INSTRUCTIONS TO FOLLOW: Go through the entries below and copy every line that holds the word "scripts".

GIVEN ENTRIES:

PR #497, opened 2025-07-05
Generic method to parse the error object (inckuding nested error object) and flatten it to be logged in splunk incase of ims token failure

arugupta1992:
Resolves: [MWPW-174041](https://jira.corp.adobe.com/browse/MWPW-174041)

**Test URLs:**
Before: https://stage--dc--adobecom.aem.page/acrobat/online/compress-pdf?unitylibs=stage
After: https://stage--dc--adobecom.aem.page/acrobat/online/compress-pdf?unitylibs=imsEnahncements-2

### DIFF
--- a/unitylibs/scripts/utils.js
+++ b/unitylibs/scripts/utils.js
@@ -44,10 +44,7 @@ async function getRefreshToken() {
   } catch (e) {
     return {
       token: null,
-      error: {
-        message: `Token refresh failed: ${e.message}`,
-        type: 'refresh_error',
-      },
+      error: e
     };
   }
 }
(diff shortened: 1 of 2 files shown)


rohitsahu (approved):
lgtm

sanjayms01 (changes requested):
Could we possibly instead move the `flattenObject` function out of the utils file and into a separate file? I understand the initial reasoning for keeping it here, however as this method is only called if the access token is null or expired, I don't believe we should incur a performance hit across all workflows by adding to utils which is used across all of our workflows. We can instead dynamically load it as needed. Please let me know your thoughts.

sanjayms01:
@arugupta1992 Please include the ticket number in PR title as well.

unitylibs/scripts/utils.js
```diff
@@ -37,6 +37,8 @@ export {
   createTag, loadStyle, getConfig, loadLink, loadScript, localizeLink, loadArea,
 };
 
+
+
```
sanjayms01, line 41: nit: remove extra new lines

--

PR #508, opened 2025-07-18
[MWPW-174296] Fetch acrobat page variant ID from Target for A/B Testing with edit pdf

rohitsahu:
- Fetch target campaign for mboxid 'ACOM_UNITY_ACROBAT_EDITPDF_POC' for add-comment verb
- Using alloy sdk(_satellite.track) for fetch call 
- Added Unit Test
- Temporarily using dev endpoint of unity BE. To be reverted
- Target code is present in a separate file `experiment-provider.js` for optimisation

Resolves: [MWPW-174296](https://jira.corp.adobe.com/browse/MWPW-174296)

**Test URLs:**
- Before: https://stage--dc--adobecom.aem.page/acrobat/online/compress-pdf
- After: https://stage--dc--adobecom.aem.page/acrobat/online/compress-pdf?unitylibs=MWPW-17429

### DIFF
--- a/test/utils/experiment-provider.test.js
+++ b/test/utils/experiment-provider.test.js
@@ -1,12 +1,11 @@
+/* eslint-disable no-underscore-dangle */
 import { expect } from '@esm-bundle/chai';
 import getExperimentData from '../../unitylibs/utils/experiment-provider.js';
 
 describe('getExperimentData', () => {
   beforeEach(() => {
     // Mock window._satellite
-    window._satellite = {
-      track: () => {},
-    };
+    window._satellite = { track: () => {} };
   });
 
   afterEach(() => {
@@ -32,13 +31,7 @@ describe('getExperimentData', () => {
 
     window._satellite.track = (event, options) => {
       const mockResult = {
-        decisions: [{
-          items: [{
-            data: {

RESPONSE TO THE TASK:
--- a/unitylibs/scripts/utils.js
+++ b/unitylibs/scripts/utils.js
unitylibs/scripts/utils.js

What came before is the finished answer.